** EXTRACTED DATA follows **

PR #7898, opened 2022-03-10
Skip test_ptds under cuda-memcheck

gmarkall:
This is another test that hangs under cuda-memcheck, so a skip is added for it.


gmarkall:
gpuci run tests

stuartarchibald:
From OOB conversation with @gmarkall, as I could not reproduce the process hang locally, this is probably hardware/driver specific. Further the test being skipped doesn't have anything to do with out of bounds access so it's probably fine to skip this under memcheck as the convenience of being able to run the entire suite under memcheck outweighs the risk involved with this skipping this PTDS test.

stuartarchibald (approved):
Thanks for the patch!

PR #7901, opened 2022-03-10
Pyston compatibility for the test suite

kmod:
numba already works on Pyston, but there were two small snags in the test suite that caused the tests to not pass.

### DIFF
--- a/numba/tests/test_nrt.py
+++ b/numba/tests/test_nrt.py
@@ -226,7 +226,10 @@ class TestTracemalloc(unittest.TestCase):
     """
 
     def measure_memory_diff(self, func):
-        import tracemalloc
+        try:
+            import tracemalloc
+        except ImportError:
+            self.skipTest("tracemalloc not available")
         tracemalloc.start()
         try:
             before = tracemalloc.take_snapshot()
--- a/numba/tests/test_pycc.py
+++ b/numba/tests/test_pycc.py
@@ -210,7 +210,7 @@ class TestCC(BasePYCCTest):
         self.assertTrue(os.path.basename(f).startswith('pycc_test_simple.'), f)
         if sys.platform.startswith('linux'):
             self.assertTrue(f.endswith('.so'), f)
-            self.assertIn('.cpython', f)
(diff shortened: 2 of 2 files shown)


gmarkall:
This is exciting, I didn't even know Numba worked on Pyston! Slightly tangential, but how easy is it to add Pyston to the Azure CI tests?

stuartarchibald:
> This is exciting, I didn't even know Numba worked on Pyston! Slightly tangential, but how easy is it to add Pyston to the Azure CI tests?

Indeed, great to see Numba works with Pyston.

RE Azure. I think it'd require a `llvmlite` development conda package that works under Pyston adding to the `numba` channel somewhere. Other than that I think it's just selectively adding in some conda channels and probably a e.g. `$PYTHON_IMPL` identifier to the build scripts/Azure config.

stuartarchibald (approved):
I tested this manually on Pyston with/without this patch. This patch fixes the noted failing tests. Many thanks.

stuartarchibald:
Notes:
* Initially CUDA tests were failing on Pyston, segfault very early on in library loading, I then installed SciPy from `conda-forge` and it seemed to "fix it" and all the CUDA tests passed, even though the SciPy build itself was broken, no idea why as yet (imagine it's to do with changing some underlying libraries to get SciPy to install)!
* Seems like there's no suitable SciPy build for Pyston so could not run the `numba.tests.test_linalg` tests which use SciPy's BLAS/LAPACK bindings.

seibert:
One note (mentioned OOB, but putting here for posterity) is that current Pyston conda packages are built in the conda-forge style, using the python_abi method for managing alternative interpreters.  Anaconda's packages don't yet do this, so testing with Pyston should be done in an environment built this way to avoid contamination by packages with an incompatible ABI:
```
conda create -n pyston_env  # create an empty environment
conda activate pyston_env
echo 'channels: [pyston,conda-forge]' | conda config --env --stdin
conda install pyston # add whatever other packages you want
```
(reference: https://github.com/pyston/pyston/wiki/Using-conda)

** End of EXTRACTED DATA **

#### EXERCISE PROMPT:
Gather every line from the entries above where the word "were" appears, and copy them.

#### RESPONSE BELOW:
numba already works on Pyston, but there were two small snags in the test suite that caused the tests to not pass.
* Initially CUDA tests were failing on Pyston, segfault very early on in library loading, I then installed SciPy from `conda-forge` and it seemed to "fix it" and all the CUDA tests passed, even though the SciPy build itself was broken, no idea why as yet (imagine it's to do with changing some underlying libraries to get SciPy to install)!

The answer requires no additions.